## Exercise directions
Return each line of the records holding the string "RubySymbol".
===
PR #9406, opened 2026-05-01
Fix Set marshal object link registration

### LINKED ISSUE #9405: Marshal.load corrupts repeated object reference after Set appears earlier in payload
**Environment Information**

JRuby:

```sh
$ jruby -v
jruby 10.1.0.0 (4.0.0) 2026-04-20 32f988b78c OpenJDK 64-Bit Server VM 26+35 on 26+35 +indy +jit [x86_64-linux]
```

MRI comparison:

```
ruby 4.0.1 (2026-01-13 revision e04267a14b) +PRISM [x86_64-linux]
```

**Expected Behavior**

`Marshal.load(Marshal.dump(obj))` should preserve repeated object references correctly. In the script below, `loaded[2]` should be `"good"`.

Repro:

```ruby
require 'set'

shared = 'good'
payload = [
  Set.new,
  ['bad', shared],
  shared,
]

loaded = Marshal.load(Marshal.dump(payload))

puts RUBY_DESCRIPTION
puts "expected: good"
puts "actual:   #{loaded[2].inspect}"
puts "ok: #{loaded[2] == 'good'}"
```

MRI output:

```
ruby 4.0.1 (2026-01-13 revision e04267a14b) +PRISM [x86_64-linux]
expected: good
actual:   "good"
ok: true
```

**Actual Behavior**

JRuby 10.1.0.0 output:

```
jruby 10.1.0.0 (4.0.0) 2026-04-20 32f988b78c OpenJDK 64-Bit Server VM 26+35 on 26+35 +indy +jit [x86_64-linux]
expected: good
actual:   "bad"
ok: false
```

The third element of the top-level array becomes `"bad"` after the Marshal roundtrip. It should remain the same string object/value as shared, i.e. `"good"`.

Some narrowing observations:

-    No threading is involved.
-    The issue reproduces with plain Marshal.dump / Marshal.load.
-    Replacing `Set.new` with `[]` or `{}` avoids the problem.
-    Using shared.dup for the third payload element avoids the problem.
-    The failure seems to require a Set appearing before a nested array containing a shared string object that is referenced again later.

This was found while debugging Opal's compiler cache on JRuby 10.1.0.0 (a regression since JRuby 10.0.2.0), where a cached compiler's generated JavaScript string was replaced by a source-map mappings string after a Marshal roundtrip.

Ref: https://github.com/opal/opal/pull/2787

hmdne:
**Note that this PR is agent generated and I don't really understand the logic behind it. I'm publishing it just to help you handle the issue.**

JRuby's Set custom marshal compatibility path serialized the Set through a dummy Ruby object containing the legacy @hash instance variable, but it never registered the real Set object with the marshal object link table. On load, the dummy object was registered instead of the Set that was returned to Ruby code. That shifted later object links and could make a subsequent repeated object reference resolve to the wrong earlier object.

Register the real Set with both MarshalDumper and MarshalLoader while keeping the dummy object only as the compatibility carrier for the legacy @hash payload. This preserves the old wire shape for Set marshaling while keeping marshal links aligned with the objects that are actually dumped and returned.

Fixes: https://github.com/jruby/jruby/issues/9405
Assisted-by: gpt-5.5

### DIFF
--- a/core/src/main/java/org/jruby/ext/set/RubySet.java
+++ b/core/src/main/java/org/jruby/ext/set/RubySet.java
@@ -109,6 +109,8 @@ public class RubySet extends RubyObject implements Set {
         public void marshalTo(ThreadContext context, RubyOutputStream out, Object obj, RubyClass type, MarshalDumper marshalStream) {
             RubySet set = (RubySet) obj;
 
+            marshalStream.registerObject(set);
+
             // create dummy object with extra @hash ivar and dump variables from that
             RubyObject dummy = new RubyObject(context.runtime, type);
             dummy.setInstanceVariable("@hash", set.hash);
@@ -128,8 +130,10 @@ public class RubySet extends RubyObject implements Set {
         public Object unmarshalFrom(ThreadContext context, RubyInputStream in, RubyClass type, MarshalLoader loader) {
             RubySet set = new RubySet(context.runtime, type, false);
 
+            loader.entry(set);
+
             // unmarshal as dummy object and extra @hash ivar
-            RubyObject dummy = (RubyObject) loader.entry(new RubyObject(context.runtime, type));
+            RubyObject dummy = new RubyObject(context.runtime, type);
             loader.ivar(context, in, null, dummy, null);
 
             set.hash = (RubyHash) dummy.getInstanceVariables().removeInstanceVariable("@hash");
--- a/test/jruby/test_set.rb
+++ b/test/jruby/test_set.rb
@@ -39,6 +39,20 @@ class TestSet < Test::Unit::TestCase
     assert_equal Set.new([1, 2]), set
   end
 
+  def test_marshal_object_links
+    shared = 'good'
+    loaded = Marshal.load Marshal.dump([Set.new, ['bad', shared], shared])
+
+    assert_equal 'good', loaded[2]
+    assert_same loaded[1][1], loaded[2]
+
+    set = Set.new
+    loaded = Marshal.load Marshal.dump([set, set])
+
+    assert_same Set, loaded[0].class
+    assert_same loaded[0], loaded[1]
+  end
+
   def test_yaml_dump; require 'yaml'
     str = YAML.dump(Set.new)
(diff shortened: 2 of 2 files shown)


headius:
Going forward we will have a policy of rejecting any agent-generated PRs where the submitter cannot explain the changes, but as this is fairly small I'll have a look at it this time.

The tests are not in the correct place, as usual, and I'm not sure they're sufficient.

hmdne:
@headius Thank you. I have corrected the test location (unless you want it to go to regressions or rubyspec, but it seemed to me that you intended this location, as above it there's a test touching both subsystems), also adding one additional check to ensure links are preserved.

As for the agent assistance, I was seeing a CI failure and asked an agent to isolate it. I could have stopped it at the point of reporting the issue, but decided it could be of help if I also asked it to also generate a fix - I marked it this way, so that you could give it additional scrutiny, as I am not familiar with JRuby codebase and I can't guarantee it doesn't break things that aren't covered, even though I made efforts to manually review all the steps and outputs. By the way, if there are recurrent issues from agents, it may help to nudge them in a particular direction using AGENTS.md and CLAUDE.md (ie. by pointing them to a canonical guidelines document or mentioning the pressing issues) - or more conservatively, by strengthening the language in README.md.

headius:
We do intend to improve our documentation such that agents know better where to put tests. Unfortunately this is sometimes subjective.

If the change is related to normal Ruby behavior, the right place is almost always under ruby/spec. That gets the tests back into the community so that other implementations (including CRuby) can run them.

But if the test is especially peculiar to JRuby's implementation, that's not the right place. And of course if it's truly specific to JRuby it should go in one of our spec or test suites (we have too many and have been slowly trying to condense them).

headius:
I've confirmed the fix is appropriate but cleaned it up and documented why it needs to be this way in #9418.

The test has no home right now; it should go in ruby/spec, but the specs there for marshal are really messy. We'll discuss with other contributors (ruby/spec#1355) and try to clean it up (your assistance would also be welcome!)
===
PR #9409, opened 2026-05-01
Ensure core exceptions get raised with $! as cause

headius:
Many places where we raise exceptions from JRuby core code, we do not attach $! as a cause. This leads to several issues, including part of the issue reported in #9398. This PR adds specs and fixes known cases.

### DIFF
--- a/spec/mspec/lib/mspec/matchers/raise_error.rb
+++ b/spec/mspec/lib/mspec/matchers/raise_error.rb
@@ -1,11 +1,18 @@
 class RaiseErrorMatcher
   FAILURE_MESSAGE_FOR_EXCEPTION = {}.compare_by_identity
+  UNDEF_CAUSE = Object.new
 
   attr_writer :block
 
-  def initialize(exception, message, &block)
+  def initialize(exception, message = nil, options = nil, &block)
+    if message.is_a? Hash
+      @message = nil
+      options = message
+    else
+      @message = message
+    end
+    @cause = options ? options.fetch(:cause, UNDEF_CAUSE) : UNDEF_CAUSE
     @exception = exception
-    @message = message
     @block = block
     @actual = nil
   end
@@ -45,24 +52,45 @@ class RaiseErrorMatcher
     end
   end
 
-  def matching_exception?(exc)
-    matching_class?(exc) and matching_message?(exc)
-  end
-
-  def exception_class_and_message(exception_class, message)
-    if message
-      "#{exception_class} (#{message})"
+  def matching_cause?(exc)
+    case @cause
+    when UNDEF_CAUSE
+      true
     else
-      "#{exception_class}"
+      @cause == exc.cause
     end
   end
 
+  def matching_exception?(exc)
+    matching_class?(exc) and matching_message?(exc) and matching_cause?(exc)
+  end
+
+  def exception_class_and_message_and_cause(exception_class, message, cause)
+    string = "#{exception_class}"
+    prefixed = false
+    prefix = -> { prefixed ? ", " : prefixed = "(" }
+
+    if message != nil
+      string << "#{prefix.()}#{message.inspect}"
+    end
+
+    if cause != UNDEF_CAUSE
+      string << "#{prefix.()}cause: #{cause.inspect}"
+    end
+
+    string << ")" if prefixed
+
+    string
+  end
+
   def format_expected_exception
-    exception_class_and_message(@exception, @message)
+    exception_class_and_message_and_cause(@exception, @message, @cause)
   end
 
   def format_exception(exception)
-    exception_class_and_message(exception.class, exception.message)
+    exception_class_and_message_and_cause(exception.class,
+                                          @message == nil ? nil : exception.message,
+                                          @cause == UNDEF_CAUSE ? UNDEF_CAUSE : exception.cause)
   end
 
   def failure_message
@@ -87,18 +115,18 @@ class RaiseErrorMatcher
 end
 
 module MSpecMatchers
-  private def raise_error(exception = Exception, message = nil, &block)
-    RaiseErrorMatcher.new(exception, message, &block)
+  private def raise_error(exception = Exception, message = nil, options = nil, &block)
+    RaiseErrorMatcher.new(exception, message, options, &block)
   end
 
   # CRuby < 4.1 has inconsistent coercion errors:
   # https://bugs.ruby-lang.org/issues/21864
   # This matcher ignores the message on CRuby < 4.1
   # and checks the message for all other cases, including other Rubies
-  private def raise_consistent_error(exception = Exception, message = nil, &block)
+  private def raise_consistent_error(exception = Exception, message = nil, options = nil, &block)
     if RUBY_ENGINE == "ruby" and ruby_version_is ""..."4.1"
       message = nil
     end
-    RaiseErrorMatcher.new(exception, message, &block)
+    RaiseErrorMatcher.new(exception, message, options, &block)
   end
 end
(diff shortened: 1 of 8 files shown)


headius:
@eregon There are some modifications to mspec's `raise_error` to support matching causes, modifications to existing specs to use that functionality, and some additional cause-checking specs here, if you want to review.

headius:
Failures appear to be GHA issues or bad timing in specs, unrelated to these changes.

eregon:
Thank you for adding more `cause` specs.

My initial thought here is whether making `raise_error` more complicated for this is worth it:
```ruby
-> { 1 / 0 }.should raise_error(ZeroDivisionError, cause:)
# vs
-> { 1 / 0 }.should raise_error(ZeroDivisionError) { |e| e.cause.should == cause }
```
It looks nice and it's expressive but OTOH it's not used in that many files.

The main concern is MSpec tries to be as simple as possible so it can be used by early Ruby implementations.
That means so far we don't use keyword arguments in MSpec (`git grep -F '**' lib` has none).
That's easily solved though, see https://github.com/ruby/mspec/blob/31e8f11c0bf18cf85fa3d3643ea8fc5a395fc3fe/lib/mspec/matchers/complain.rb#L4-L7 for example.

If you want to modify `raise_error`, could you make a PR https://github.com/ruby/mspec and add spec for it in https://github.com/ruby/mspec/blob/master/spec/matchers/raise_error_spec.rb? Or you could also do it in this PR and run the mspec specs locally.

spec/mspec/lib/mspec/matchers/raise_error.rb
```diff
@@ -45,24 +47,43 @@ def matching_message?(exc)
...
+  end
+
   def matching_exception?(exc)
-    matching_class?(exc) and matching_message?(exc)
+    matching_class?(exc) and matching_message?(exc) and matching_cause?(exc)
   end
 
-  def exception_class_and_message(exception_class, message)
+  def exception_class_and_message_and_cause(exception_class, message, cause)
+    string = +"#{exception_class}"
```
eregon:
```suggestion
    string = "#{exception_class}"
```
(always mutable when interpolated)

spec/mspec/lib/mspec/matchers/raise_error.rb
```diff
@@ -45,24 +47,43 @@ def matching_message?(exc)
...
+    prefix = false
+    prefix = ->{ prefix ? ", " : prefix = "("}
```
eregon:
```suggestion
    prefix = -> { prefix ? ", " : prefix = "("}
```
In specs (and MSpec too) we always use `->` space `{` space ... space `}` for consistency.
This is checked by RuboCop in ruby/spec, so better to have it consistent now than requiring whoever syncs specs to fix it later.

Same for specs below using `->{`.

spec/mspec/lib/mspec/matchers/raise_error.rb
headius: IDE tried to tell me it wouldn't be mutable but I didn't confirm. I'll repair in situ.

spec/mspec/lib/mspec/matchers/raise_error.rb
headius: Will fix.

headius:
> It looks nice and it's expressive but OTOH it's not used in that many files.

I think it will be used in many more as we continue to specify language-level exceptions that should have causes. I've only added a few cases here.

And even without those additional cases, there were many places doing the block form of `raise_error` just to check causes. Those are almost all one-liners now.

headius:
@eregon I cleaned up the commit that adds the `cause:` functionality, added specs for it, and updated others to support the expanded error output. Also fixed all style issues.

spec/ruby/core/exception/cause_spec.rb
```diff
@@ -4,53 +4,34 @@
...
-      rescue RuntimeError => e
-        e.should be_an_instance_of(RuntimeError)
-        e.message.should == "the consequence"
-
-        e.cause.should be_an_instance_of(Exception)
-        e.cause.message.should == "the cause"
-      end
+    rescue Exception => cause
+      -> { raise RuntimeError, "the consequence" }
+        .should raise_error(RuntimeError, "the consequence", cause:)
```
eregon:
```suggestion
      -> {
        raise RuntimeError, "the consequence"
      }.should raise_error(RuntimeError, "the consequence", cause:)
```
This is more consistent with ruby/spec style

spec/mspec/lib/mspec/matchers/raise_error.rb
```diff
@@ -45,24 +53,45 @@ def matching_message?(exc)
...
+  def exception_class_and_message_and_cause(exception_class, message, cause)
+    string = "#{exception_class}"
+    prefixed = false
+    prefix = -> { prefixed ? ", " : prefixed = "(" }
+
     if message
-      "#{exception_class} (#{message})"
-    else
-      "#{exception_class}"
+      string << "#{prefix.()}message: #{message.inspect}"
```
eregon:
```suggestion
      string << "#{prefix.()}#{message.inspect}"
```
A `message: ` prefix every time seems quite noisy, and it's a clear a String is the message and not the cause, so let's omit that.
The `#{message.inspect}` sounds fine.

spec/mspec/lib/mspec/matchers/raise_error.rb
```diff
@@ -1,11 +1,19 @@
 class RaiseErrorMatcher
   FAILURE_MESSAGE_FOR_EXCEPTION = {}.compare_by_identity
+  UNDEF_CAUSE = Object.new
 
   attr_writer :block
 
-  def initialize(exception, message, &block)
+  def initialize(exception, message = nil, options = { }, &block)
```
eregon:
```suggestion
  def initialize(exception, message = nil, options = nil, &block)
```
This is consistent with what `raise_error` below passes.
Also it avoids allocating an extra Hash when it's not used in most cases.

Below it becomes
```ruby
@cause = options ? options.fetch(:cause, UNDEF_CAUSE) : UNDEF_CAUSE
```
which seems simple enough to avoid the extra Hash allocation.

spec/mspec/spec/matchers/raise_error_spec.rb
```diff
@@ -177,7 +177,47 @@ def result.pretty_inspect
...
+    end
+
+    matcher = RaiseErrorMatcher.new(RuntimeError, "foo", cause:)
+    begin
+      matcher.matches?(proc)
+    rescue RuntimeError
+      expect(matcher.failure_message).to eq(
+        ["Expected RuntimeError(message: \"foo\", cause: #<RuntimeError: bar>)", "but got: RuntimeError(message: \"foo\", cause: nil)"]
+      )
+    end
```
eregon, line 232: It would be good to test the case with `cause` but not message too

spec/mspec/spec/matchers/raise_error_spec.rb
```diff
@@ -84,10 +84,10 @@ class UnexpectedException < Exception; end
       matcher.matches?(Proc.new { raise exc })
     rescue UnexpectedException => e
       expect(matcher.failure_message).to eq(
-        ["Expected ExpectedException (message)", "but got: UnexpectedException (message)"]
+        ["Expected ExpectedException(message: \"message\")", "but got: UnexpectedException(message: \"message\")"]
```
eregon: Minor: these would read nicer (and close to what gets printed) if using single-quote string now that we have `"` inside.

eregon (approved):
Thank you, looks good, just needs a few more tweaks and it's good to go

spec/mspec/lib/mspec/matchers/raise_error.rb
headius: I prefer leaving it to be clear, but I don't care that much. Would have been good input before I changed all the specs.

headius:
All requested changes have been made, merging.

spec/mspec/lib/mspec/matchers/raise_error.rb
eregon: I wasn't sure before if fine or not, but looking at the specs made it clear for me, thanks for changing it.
===
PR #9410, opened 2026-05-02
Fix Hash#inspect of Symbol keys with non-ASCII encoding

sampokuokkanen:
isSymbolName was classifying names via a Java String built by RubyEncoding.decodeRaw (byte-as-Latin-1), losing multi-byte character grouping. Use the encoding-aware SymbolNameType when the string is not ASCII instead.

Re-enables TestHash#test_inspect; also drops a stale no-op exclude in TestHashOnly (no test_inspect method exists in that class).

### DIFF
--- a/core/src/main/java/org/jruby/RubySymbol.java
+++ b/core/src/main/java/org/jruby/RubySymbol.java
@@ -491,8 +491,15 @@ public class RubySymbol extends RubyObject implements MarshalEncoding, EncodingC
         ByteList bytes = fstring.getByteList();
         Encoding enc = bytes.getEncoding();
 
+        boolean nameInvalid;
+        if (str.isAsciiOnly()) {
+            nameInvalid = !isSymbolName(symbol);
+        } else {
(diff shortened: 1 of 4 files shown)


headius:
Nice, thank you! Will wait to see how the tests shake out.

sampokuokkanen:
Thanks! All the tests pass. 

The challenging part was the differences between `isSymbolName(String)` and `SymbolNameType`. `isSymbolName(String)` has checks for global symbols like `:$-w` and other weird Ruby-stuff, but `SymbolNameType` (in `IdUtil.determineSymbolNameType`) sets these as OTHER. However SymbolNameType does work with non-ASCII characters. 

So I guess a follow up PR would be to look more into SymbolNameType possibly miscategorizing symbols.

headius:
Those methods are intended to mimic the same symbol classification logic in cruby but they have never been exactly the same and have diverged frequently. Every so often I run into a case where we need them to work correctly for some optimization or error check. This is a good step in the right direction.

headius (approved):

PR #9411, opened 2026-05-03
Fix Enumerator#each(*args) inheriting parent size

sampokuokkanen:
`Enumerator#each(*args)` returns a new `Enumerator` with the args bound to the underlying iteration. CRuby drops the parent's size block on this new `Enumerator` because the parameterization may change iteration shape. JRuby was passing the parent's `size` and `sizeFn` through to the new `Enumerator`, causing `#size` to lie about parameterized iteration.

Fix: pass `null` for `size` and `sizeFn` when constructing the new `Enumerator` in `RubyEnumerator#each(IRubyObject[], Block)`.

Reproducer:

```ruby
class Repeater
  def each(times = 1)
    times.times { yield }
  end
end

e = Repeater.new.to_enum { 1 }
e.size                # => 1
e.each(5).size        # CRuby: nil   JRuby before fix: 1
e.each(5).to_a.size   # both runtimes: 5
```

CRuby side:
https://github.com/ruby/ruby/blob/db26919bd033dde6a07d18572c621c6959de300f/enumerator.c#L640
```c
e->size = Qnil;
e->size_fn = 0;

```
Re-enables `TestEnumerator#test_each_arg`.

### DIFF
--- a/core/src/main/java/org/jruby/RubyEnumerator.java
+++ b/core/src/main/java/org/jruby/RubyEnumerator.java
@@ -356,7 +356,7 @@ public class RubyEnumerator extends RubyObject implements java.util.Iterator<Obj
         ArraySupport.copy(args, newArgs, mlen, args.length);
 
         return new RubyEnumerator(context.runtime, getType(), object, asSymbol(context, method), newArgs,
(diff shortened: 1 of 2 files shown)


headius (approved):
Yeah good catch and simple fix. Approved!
===
## Exercise result
--- a/core/src/main/java/org/jruby/RubySymbol.java
+++ b/core/src/main/java/org/jruby/RubySymbol.java
@@ -491,8 +491,15 @@ public class RubySymbol extends RubyObject implements MarshalEncoding, EncodingC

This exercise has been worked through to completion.